Was that change real? Quantifying uncertainty for change points
Awarding body: EPSRC (Engineering and Physical Sciences Research Council)
Total value: £323,942
Grant holder: Professor Piotr Fryzlewicz
Start/end date: 1/10/2021 - 30/09/2024
Summary: Detecting changes in data is currently one of the most active areas of statistics. In many applications there is interest in segmenting the data into regions with the same statistical properties, either as a way to flexibly model data, to help with down-stream analysis or to ensure predictions are made based only on relevant data. Whilst in others the main interest lies in detecting when changes have occurred as they indicate features of interest, from potential failures of machinery to security breaches or the presence of genomic features such as copy number variations.

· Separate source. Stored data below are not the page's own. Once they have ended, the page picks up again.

PR #12189, opened 2021-06-03
Validate community channel names

### LINKED ISSUE #12010: Naming validation for communities
As a user
I want to limit the number of characters available when creating community names/channel names/channel categories
So that the UI is not cluttered

### Description

Community names should allow anything and just limit to 30 characters

Channel names should allow anything besides:
 - spaces, they should be replaced as the user types with dashes `-`
 - Uppercase letter, they should be replaced by the lowercase counterpart as the user types
 - limit to 30 characters

If categories are also implemented, they should have the same limitations as channel names, if they are not implemented, this is out of scope for this taks.

cammellos:
Fixes: #12010

### DIFF
--- a/src/status_im/communities/core.cljs
+++ b/src/status_im/communities/core.cljs
@@ -21,6 +21,16 @@
        "/c/"
        community-id))
 
+(defn sanitize-name
+  "sanitize-name replace uppercase with lower case and
+  spaces with dashes"
+  [n]
+  (->
+   n
+   str
+   string/lower-case
+   (string/replace " " "-")))
+
 (def featured
   [{:name "Status"
     :id constants/status-community-id}])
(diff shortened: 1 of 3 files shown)


flexsurfer (approved):

flexsurfer:
still relevant ?

shivekkhurana (approved):

flexsurfer:
@cammellos  still relevant ?

du82:
It's unnecessary and a bad idea. Why limit what people can name community channels? Lets not be discord where it's all lowercase and with dashes instead of spaces.

If a community thinks having crazy unicode characters is a good idea, let them. Don't limit what everyone can do because a few people think it doesn't look good.

flexsurfer:
i guess we can close it for now

PR #12199, opened 2021-06-04
improve Keycard credential handling for e2e

### LINKED ISSUE #10827: Update framework for keycard to support reset passcode flow
# Problem

Currently there is no option to add automation tests for:
- wrong PIN error
- frozen card flow
- blocked card flow

## Acceptance Criteria
- see "Wrong passcode" error
- can finish "Reset passcode" when card is frozen
- can get "Blocked card"  screen

bitgamma:
Fixes #10827.

also adds card reset, change pin/puk/pairing to simulated keycard

### DIFF
--- a/src/status_im/keycard/simulated_keycard.cljs
+++ b/src/status_im/keycard/simulated_keycard.cljs
@@ -12,6 +12,11 @@
             [taoensso.timbre :as log]
             [status-im.multiaccounts.create.core :as multiaccounts.create]))
 
+(def kk1-password "000000")
+(def default-pin "111111")
+(def default-puk "000000000000")
+(def account-password (ethereum/sha3 "no password"))
+
 (def initial-state
   {:card-connected?  false
    :nfc-started? false
@@ -27,7 +32,7 @@
 (defn connect-selected-card []
   (swap! state assoc :application-info
          {:free-pairing-slots     5
-          :app-version            "2.2"
+          :app-version            "3.0"
           :secure-channel-pub-key "04c3071768912a515c00aeab7ceb8a5bfda91d036f4a4e60b7944cee3ca7fb67b6d118e8df1e2480b87fd636c6615253245bbbc93a6a407f155f2c58f76c96ef0e",
           :instance-uid           "1b360b10a9a68b7d494e8f059059f118"
           :paired?                true
@@ -36,6 +41,7 @@
           :pin-retry-counter      3
           :puk-retry-counter      5
           :key-uid                (get-in @re-frame.db/app-db [:multiaccounts/login :key-uid])})
+  (swap! state assoc :pin default-pin :puk default-puk :password kk1-password)
   (connect-card))
 
 (def initialization (atom false))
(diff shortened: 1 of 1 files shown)


bitgamma:
the E2E failure is likely to be caused by my changes, will fix it

churik:
@bitgamma somthing is wrong with migrating to keycard account flow in framework.
When I'm trying to reproduce it manually on emulator, I've got after relogin: 
image
Steps:
- restore multiaccount from seed phrase
- migrate multiaccount to keycard (using "connect-card" button, PIN `121212`)
- try to relogin

churik:
@bitgamma somthing is wrong with relogin after creating kk multiaccount.
When I'm trying to reproduce it manually on emulator, I've got after relogin: 
image
Steps:
- restore multiaccount from seed phrase, using keycard storage  (using "connect-card" button, trying PIN `121212`, `111111`)
- try to relogin  (using "connect-card" button,  trying PIN `121212`,`111111`)

bitgamma:
Thanks for the report, from the e2e test I hadn't fully understood the problem. Will fix as I am back from vacation 🏖️

bitgamma:
@churik fixed! BTW the default PIN when you press the "connect-selected-card" and "connect-pairing-cad" button is 111111. When using the "connect-card" button the card is empty so it doesn't have any PIN. It will accept whatever PIN you give on initialization.

churik:
@bitgamma as big RNN PR was merged, a lot can be changed. 
I suggest to wait until https://github.com/status-im/status-react/pull/12241 and https://github.com/status-im/status-react/pull/12226 merge, rebase PR and I'll test it one more time if no objections.

Thank you!

bitgamma:
@churik rebased to latest develop

churik:
@bitgamma 
after changing PIN I can't check that it is actually changed: at attempt to use it for exmple, for signing, got error:
image

Steps: 
- create new multiaccount
- change PIN
- try to sign message in Dapp to verify PIN is changed

bitgamma:
the PIN is currently used when creating the account so changing it makes it mismatch with the keys. I can probably fix it by using a fixed value instead of the PIN there.

however, is it really needed? I enabled the change pin/puk/pairing in order to be able to test these flows in e2e. Checking that it has actually been changed only tests the implementation of the simulated keycard which probably isn't what we want, wdyt?

shivekkhurana (approved):

churik:
> however, is it really needed? I enabled the change pin/puk/pairing in order to be able to test these flows in e2e. Checking that it has actually been changed only tests the implementation of the simulated keycard which probably isn't what we want, wdyt?

well depends on.
If I test it manually I always check that it is actually changed.
If it really needs to be "emulated" for working in flow, I'd rather define necessity of this by possibility of finding issues.
So basically:
1) if it is "emulated" and has a lot of differences with real keycard - no need,as we anyway should receck it manually, so it is not reducing the scope of manual tests
2) if you think that "tuning" it to use updated PIN is  more work than potential benefit - let's leave it as it is

bitgamma:
@churik I fixed it anyway. However to answer your question, the simulated keycard fully skips the native module and of course the actual hardware, so it is indeed emulated. To have a more faithful emulation we should move the simulated keycard from status-react to the native module, but that'd be quite a large task while still not having 100% accuracy. 

I think the e2e tests for Keycard with the current emulation layer are good for catching navigation, flows, ui/ux issues but they cannot really catch issue in the low-level integration layer. However, since the low-level integration (native module mainly) does not change as often the scope of manual tests can probably be reduced a lot in most cases. Maybe it is a good idea to mark with a special tag PR where the native Keycard module has been changed. Also during release testing at least a few "happy paths" should be tested with real hardware.

churik:
Works as magic. 
Thank you a lot!
A bunch of new e2e now are ready to be automated.

PR #12221, opened 2021-06-14
eip1559 changes

rasom:
what's implemented:
- `EIP1559_ENABLED` flag added to `.env`
- activation block for each network can be specified here `status-im.signing.eip1559` ns
- If activation block is mined and `EIP1559_ENABLED=1` then updated ui is shown. Later we can remove both checks. The block is checked with `eth_getBlockByNumber` request, which means if we are offline the ui will default to legacy tx signing.
- there are two new bottom sheets and on popover: 1) priority fee slider 2) custom fee settings 3) fee warnings screen
- on priority fee slider we allow user to change priority fee, currently it also updated maxFeePerGas setting `(maxFeePerGas = maxFeePerGas - oldPriorityFee + newPriorityFee)`. 
- `custom fee settings` allows to change `gasPrice`, `maxPriorityFeePerGas` and `maxFeePerGas`. If values are off there is some validation in place. Currently `maxPriorityFeePerGas` suggestions are hardcoded though, it should be changed when ethereum API for this stuff will be ready.

https://github.com/ethereum/eth1.0-specs/blob/master/network-upgrades/client-integration-testnets/calaveras.md

status: wip


rasom:
Screenshot 2021-06-17 at 17 01 04
Screenshot 2021-06-17 at 17 00 56

PR #12235, opened 2021-06-18
[#12162] Allow user to onboard to a website after install

### LINKED ISSUE #12162: Allow user to onboard to a website after install
As a user
I want to be redirected to a website after I install the app
So I can have a better onboarding experience

### Description

After installing, if installed through a particular link, we should be able to redirect a user to a specific website opening the status-browser.
We had similar mechanism with chats, and this will involve changing the referral service and create a new type of links likely.

flexsurfer:
fixes #12162


shivekkhurana (approved):

Serhy:
I've tested this with 'hermez' referral (generated quick referral link with referral_ID), but nothing happens when I navigate to this PR build via link (all other referrals working fine, but not Dapp referral).

PR #281, opened 2026-04-19
Default compact.enabled to false

### LINKED ISSUE #276: Compact should default to disabled
Compact defaults to enabled. When the config file is missing or invalid, compact switches back on. It's easier to enable compact when needed than to cancel an unwanted compaction and disable it. Default should be off.

shellicar:
## Summary

- `compact.enabled` now defaults to `false` — compact is opt-in
- Zod `.catch()` values also updated, so a corrupt or missing config no longer silently re-enables compact
- Update test asserting old default

Fixes #276


bananabot9000 (approved):
All 4 default/catch locations updated. .catch() trap correctly identified and fixed. Test and JSON schema updated. No issues. 🍌

PR #280, opened 2026-04-19
Restore cursor on exit

shellicar:
## Summary

- Cursor was hidden on CLI entry but never restored on exit, leaving the terminal without a visible cursor after quitting

## Related Issues

Fixes #277

PR #282, opened 2026-04-19
Preserve editor content when starting a new conversation

### LINKED ISSUE #271: Editor clears when starting a new session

To date most research in this area has been developing methods for detecting changes: algorithms that input data and output a best guess as to whether there have been relevant changes, and if so how many there have been and when they occurred. A comparatively ignored problem is assessing how confident we are that a specific change has occurred in a given part of the data.
In many applications, quantifying the uncertainty around whether a change has occurred is of paramount importance. For example, if we are monitoring a large communication network, and changes indicate potential faults, it is helpful to know how confident we are that there is a fault at any given point in the network so that we can prioritise the use of limited resources available for investigating and repairing faults. When analysing calcium imaging data on neuronal activity, where changes correspond to times at which a neuron fires, it is helpful to know how certain we are that a neuron fired at each time point so as to improve down-stream analysis of the data.
A naive approach to this problem is to first detect changes and then apply standard statistical tests for their presence. But this approach is flawed as it uses the data twice, first to decide where to test and then to perform the test. We can overcome this using sample splitting ideas - where we use half the data to detect a change, and the other half to perform the test. But such methods lose power, e.g. from using only part of the data to detect changes.
This proposal will develop statistically valid approaches to quantifying uncertainty, that are more powerful than sample splitting approaches. These approaches are based on two complementary ideas (i) performing inference prior to detection; and (ii) develop tests for a change that account for earlier detection steps. The output will be a new general toolbox for change points encompassing both new general statistical methods and their implementation within software packages.